After dinner they played auction bridge; Martin loved cards in any form and he undertook to teach Jeannette; Sandy was an old hand at the game, but Beatrice Alexander was but a timid player. After three or four rubbers, the men abandoned the cards, which, Jeannette could see, bored them with such partners, and began matching quarters, and Martin had won eighteen dollars. The last match had been for “double or nothing” and Jeannette was hardly able to stifle the quick breath of relief that came to her lips when Martin won. She had always known Sandy to be liberal-handed and he paid his losses good-humoredly, telling Jeannette in a way that made her believe he meant what he said, that he had had a wonderful evening, and would telephone shortly to ask the Devlins to dinner with him. He generously offered to take Beatrice Alexander home, and Jeannette returned from the elevator, where she and Martin had bidden good-night to their departing guests, to the disorder and smoky atmosphere of their little home with the feeling that it had all been worth while.

“My Lord!” Martin said that night as he lay in bed waiting for her to wind the clock, open the window, snap out the lights and join him, “I wish you had a girl out there in the kitchen to help you with all that mess. Damned if I like the idea of my wife doing all those dirty dishes, and having to clean up everything to-morrow. It will take you all day.”

“Well,” Jeannette answered, “I’ll hate it to-morrow myself. But I really don’t mind very much. I love the idea of entertaining our friends. But we can’t have a girl yet. I’ve got to do my own work for awhile at any rate. You see, Martin, I was figuring it out....”

She had crawled in beside him and at once his arms were about her and she had nestled close to him, her head on his hard shoulder.

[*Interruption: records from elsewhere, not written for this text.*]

PR #213, opened 2021-06-02
Solution

Burunduk003:
- [DEMO LINK](https://Burunduk003.github.io/react_movies-list-fetch-movies/)

### DIFF
--- a/src/components/FindMovie/FindMovie.js
+++ b/src/components/FindMovie/FindMovie.js
@@ -1,55 +1,106 @@
-import React from 'react';
+import React, { useState } from 'react';
 import './FindMovie.scss';
+import PropTypes from 'prop-types';
+import classNames from 'classnames';
 
 import { MovieCard } from '../MovieCard';
-import movies from '../../api/movies.json';
+import { getMovie } from '../../api/api';
 
-export const FindMovie = () => (
-  <>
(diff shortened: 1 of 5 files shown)


src/components/FindMovie/FindMovie.js
```diff
@@ -1,55 +1,106 @@
...
+  const movieSearch = (name) => {
+    getMovie(name)
+      .then((data) => {
+        setMovie({
+          title: data.Title,
+          description: data.Plot,
+          imgUrl: data.Poster,
+          imdbUrl: `https://www.imdb.com/title/${data.imdbID}/`,
+          imdbId: data.imdbID,
+        });
```
Ihor-Karpyn, line 23: I think will better take normalize data in your API file, because if server system will change you must solve mistake in a lot of places

Ihor-Karpyn (approved):
Good and clear solution!!!

src/components/FindMovie/FindMovie.js
VinnieJ-2k20: Don't agree here, api usually doesn't know in what format do you need data on frontend. You get what you get and then have to work with it.

VinnieJ-2k20 (approved):
Good job 👍

PR #219, opened 2021-06-03
Solution

TimurHrynenko:
- [DEMO LINK](https://TimurHrynenko.github.io/react_movies-list-fetch-movies/)

### DIFF
--- a/src/App.js
+++ b/src/App.js
@@ -9,6 +9,16 @@ export class App extends Component {
     movies: data,
   };
 
+  addMovie = (newMovie) => {
+    const { movies } = this.state;
+
+    if (!movies.find(movie => movie.imdbId === newMovie.imdbId)) {
+      this.setState(state => ({
+        movies: state.movies.concat(newMovie),
+      }));
+    }
+  }
+
   render() {
     const { movies } = this.state;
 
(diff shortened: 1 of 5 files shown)


victor-arutiunov (commented):
Nice work!

src/App.js
```diff
@@ -7,18 +7,43 @@ import data from './api/movies.json';
 export class App extends Component {
```
VinnieJ-2k20, line 7: > Don't use class components. Use React Hooks instead.

src/components/FindMovie/FindMovie.js
```diff
@@ -1,55 +1,154 @@
...
+
+  const [movie, setMovie] = useState({
+    title: '',
+    description: '',
+    imgUrl: '',
+    imdbUrl: '',
+  });
+
+  const [titleError, setTitleError] = useState({
+    staus: false,
```
VinnieJ-2k20, line 23:
```suggestion
    status: false,
```

VinnieJ-2k20 (changes requested):
You need to rewrite one more class component to functional with hooks.
Also, I would change imdb Id to title here in message, because we search by title.
image

VinnieJ-2k20 (approved):
👍

PR #220, opened 2021-06-03
Develop

avgusta92:
- [DEMO LINK](https://avgusta92.github.io/react_movies-list-fetch-movies/)

### DIFF
--- a/src/App.js
+++ b/src/App.js
@@ -9,6 +9,18 @@ export class App extends Component {
     movies: data,
   };
 
+  addNewMovie = (movie) => {
+    this.setState((state) => {
+      const hadMovie = state.movies.some(el => el.imdbId === movie.imdbId);
+
+      return {
+        movies: !hadMovie
+          ? [...state.movies, movie]
+          : [...state.movies],
+      };
+    });
+  }
+
   render() {
     const { movies } = this.state;
 
@@ -18,7 +30,7 @@ export class App extends Component {
           <MoviesList movies={movies} />
         </div>
         <div className="sidebar">
-          <FindMovie />
+          <FindMovie addNewMovie={this.addNewMovie} />
         </div>
       </div>
     );
--- a/src/api/getMovies.js
+++ b/src/api/getMovies.js
@@ -1,0 +1,9 @@
+const reqvest = (endPoint) => {
+  const yourkey = '1c07d812';
+  const URL = `https://www.omdbapi.com/?apikey=${yourkey}&t=${endPoint}`;
+
+  return fetch(URL)
+    .then(response => response.json());
+};
+
+export const getMovie = title => reqvest(title);
--- a/src/components/FindMovie/FindMovie.js
+++ b/src/components/FindMovie/FindMovie.js
@@ -1,55 +1,111 @@
-import React from 'react';
+import React, { useState } from 'react';
 import './FindMovie.scss';
+import PropTypes from 'prop-types';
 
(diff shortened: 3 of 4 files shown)


src/App.js
```diff
@@ -9,6 +9,18 @@ export class App extends Component {
     movies: data,
   };
 
+  addNewMovie = (movie) => {
+    this.setState((state) => {
+      const hadMovie = state.movies.some(el => el.imdbId === movie.imdbId);
+
```
iryna-vys, line 15: I think it's better to do this check before setState, and if movies include movie don't call setState.

src/api/getMovies.js
```diff
@@ -0,0 +1,9 @@
+const reqvest = (endPoint) => {
```
iryna-vys, line 1: Missprint request

src/components/FindMovie/FindMovie.js
```diff
@@ -1,55 +1,111 @@
...
-          <input
-            type="text"
-            id="movie-title"
-            placeholder="Enter a title to search"
-            className="input is-danger"
-          />
+import { getMovie } from '../../api/getMovies';
+
+export const FindMovie = ({ addNewMovie }) => {
+  const [qveryValue, setQveryValue] = useState('');
```
iryna-vys, line 9: Missprint query

src/components/FindMovie/FindMovie.js
```diff
@@ -1,55 +1,111 @@
...
+              onChange={(event) => {
+                setQveryValue(event.target.value);
+                setErrorMassage('');
+              }}
+            />
+          </div>
+
+          <p className="help is-danger">
+            Can&apos;t find a movie with such a title
+          </p>
```
iryna-vys, line 65: This should be shown by condition. And the className 'is-danger' also.

iryna-vys (approved):
Good!

src/App.js
varseniuk: Yep. Iryna is right

varseniuk: Also, task description says:

src/api/getMovies.js
varseniuk: ➕

src/api/getMovies.js
```diff
@@ -0,0 +1,9 @@
...
+  const yourkey = '1c07d812';
```
varseniuk, line 2:
```suggestion
  const key = '1c07d812';
```

src/components/FindMovie/FindMovie.js
varseniuk: ➕

src/components/FindMovie/FindMovie.js
varseniuk: And again Iryna is right
Снимок экрана 2021-06-07 в 17 11 03

This message is shown by default in your app. It should be vice versa

src/components/FindMovie/FindMovie.js
```diff
@@ -1,55 +1,111 @@
...
+              Find a movie
+            </button>
+          </div>
+
+          <div className="control">
+            <button
+              type="button"
+              className="button is-primary"
+              onClick={() => {
+                if (movie !== null) {
```
varseniuk, line 84:
```suggestion
                if (movie) {
```
Actually, there's no need in this check at all

varseniuk (changes requested):
Good start! Let's make some changes and it's done
Left comments

PR #197, opened 2021-06-21
Links with url params

### LINKED ISSUE #193: `govuk_link_to` misbehaves when given url_options without any html_options.

BroiSatse:
Please don't judge me, this is pretty ugly - but works!

It is also potentially possible to get it working with kwargs, but would require special handling when kwargs caputres url_options - so it would still require defining all the arguments and special handling in case we have been provided block. Honestly `link_to` signature is... amazing...

This fixes #193 and #66.

### DIFF
--- a/app/helpers/govuk_link_helper.rb
+++ b/app/helpers/govuk_link_helper.rb
@@ -1,8 +1,27 @@
 module GovukLinkHelper
-  def govuk_link_to(*args, button: false, no_visited_state: false, muted: false, text_colour: false, inverse: false, no_underline: false, **kwargs, &block)
-    classes = build_classes(button, no_visited_state, muted, text_colour, inverse, no_underline)
+  EXTRA_OPTIONS = {
+    button: false,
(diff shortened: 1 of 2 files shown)


peteryates:
Closing this PR as I folded your changes into #196

PR #231, opened 2021-08-04
Don't error when summary list value is empty

peteryates:
Some services might want to display the row in the summary list despite it having no content.


spec/components/govuk_component/summary_list_component_spec.rb
```diff
@@ -218,8 +218,10 @@
   it_behaves_like 'a component that accepts custom HTML attributes'
 
   context "when there is no text or block" do
+    subject! { render_inline(described_class.new) }
+
     specify "raises an appropriate error" do
```
cpjmcquillan, line 223: "renders an empty row"

paulrobertlloyd (approved):
LGTM!

spec/components/govuk_component/summary_list_component_spec.rb
peteryates: Ah damn, thanks @cpjmcquillan!

PR #243, opened 2021-08-21
Tables

### LINKED ISSUE #53: Table component

peteryates:
This is going to be the most complex component supported by the library. After some experimentation it's likely that not all the Nunjucks options will be supported out-of-the-box, mainly due to the inability for slots to access their parents.

The entire set of functionality (and more) will be available when building via slots, however.

### With a multidimensional array

This approach is most like that provided by the Nunjucks macros. It will be fine for most use cases but doesn't offer much in the way of flexibility. We can follow the Nunjucks arguments closely here.

```erb
<%= govuk_table(head: %w(c1 c2 c3), rows: [%w(r1c1 r1c2 r1c3), %w(r2c1 r2c2 r2c3)], first_cell_is_header: true) %>
```

### With slots

Clearly more code is required here but every `table`, `head`, `body`, `row`, and `cell` will be a fully-fledged `GovukComponent::Base` and, as a result can be passed any custom CSS classes, HTML attributes or block content. This should allow for complex layouts with column and row spans, if they're needed.

```erb
<%= govuk_table do |table| %>
  <% table.caption('A wild table appears', size: 'l') %>
  <% table.head do |head| %>
    <% head.row do |row| %>
      <% row.cell(header: true, text: 'c1') %>
      <% row.cell(header: true, text: 'c2', numeric: true) %>
      <% row.cell(header: true, text: 'c3', width: 'one-half') %>
    <% end %>
  <% end %>

  <% table.body do |body| %>
    <% body.row do |row| %>
      <% row.cell(text: 'r1c1') %>
      <% row.cell(text: 'r1c2', numeric: true) %>
      <% row.cell(text: 'r1c3') %>
    <% end %>

    <% body.row do |row| %>
      <% row.cell(text: 'r2c1') %>
      <% row.cell(text: 'r2c2', numeric: true) %>
      <% row.cell(classes: 'with-arbitrary-block-content') do %>
        r2c3
      <% end %>
    <% end %>
  <% end %>
<% end %>
```

Additionally, [captions](https://design-system.service.gov.uk/components/table/#table-captions) will be supported as slots and unlike the original macro take a `size:` argument that can be `s`, `m`, `l` or `xl` in the same format as the [form builder's captions](https://govuk-form-builder.netlify.app/introduction/labels-captions-hints-and-legends/#a-label-with-a-caption).

## Tasks

* [x] Allow for multiple `tbody` elements (I _think_ this is just a case of changing `renders_one :tbody` to `renders_many :tbodys` but Rails' inflector might want `renders_many :tbodies`!)
* [x] Add custom HTML support in the caption
* [x] See how well having a `caption` argument on the `TableComponent` works, might make sense to follow the Nunjucks API
* [x] Support `first_cell_is_header` to add headers per row
* [x] Add options for custom width arguments

Fixes #53


frankieroberto:
I wonder if the component should require a caption (for accessibility)?

That said though, I think I would be tempted to just use plain ERb for tables, as they can be quite complicated, and the benefits of being a component/macro seem less than for other components.

peteryates:
Yeah, good call regarding the caption being a requirement. Currently it's not in the Nunjucks counterpart so making it required might need to be added as a setting rather than enforced everywhere.

I'm mostly with you on just using ERb for tables too, this is really a case of plugging the final gap in the library. I think the ability to generate a whole table from an array of rows will be a benefit for some, but by the time you've used the DSL-style builder (like in the 'with slots' example) you've nearly got as many lines as you would have in ERb anyway 😓

frankieroberto:
The nunchucks macro lets you specify a caption like this:

```
{{ govukTable({
  caption: "Dates and amounts",
  captionClasses: "govuk-table__caption--m",
  ...
)} }}
```

(Intriguingly, this doesn't follow the `html` and `text` pattern, although I putting HTML in the caption would be quite rare.)

frankieroberto:
Oh, the other thing to mention is that a table can have multiple `<tbody>` elements – useful for grouping rows, which can then be associated with `<th scope="rowgroup">`. I've actually done this in one service...

Oh, and there's also a `<tbody>` element that we _might_ want to support, for completeness? (Although the nunjucks macro doesn't)

peteryates:
So in this early version of the component you'd do the above like this:

```
<%= govuk_table do |table| %>
  <%= table.caption(text: "Dates and amounts", size: "m") %>
<% end %>
```

Or you'll be able to do the same with a block if you want custom HTML (not added yet but it'll be there before too long):

```
<%= govuk_table do |table| %>
  <%= table.caption(size: "l", classes: %w[some-other-classes]) do %>
    <span>Dates and amounts</span>
  <% end %>
<% end %>
```

It would be quite straightforward to allow the caption to be passed in as an arg too, but to me it feel like the slot's a good fit here.

PR #244, opened 2021-08-29
Refresh the documentation

peteryates:
This replaces the current [documentation page](https://dfe-digital.github.io/govuk-components/) with one built with [Lookbook](https://github.com/allmarkedup/lookbook).

The approach has some advantages:

* Nice UI for browsing variations
* Has built in resizing tool for previewing responsiveness
* Supports searching/filtering
* Won't require manually refreshing the examples page
* Uses view-component's native [preview](https://viewcomponent.org/guide/previews.html) functionality

## Things to solve

* [ ] hosting - we'll need to host the dummy Rails app somewhere, GOV.UK PaaS makes sense
* [x] formatting the output - currently it's all on one line, would be nice to make it more readable (see allmarkedup/lookbook/issues/39)
* [ ] remove examples that just pass a string in via a block, they give the impression you can pass in any object but that's not the case, see #249 
* [x] work out how we'll document helper methods (might even mean choosing something other than Lookbook 😞 )

## Preview

Screenshot-2021-08-29-12:08:18


paulrobertlloyd:
Oooh, lovely stuff. How can I get this running locally?

peteryates:
It's set up in the 'dummy' Rails app in `spec/dummy`.

Just bundle as normal, then `cd spec/dummy` and `bundle exec rails s`.

It's the root route, so the app should then be available at localhost:3000.

peteryates:
Screenshot-2021-09-04-14:41:44

Coming together quite nicely!

paulrobertlloyd:
Ah, just needed the right combination of commands to get the WEBrick server to start. This should be really helpful to those using the gem. I wonder if the examples should align with those on the design system website, where possible?

paulrobertlloyd:
Oh hell yeah! Been waiting for this. Guessing the docs will be hosted on a new URL?

peteryates:
Yeah, planning on getting it sorted over the Christmas break - just need to work out how to make it automatically deploy to the PaaS :)

PR #253, opened 2021-09-23
Allow links with different HTTP method in header

cesidio:
In order to logout, Devise uses HTTP delete endpoints, so if you want to have a nav item to logout, this allows you to do that

### DIFF
--- a/app/components/govuk_component/header_component.rb
+++ b/app/components/govuk_component/header_component.rb
@@ -53,14 +53,15 @@ private
   end
 
   class NavigationItem < GovukComponent::Base
-    attr_reader :text, :href, :active
+    attr_reader :text, :href, :options, :active
 
-    def initialize(text:, href: nil, active: false, classes: [], html_attributes: {})
+    def initialize(text:, href: nil, options: {}, active: false, classes: [], html_attributes: {})
       super(classes: classes, html_attributes: html_attributes)
 
-      @text   = text
-      @href   = href
-      @active = active
+      @text    = text
+      @href    = href
+      @options = options
+      @active  = active
     end
 
     def active?
@@ -77,7 +78,7 @@ private
 
     def call
       if link?
-        link_to(text, href, class: "govuk-header__link")
+        link_to(text, href, **options, class: "govuk-header__link")
       else
         text
       end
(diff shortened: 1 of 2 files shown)


david-mears-dfe (approved):
LGTM

frankieroberto:
Would it be worth adding an optional `options` param, and passing that to the Rails `link_to` helper instead? That way `remote: true` would also be supported, as well as any other options that `link_to` might support.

“Your friend Sandy’s a corker,” he said, kissing her hair and ignoring her plan of figures and economy. “I like that guy fine. You can have all that eighteen dollars I won from him.”

“Oh, Martin!”

“Sure,—of course.”

“I’ll put it in the till.”

The till was a small round canister intended for tea but converted into a savings bank.

“You’ll do nothing of the kind,” Martin told her. “You blow it in on yourself, or for something nice for the house.”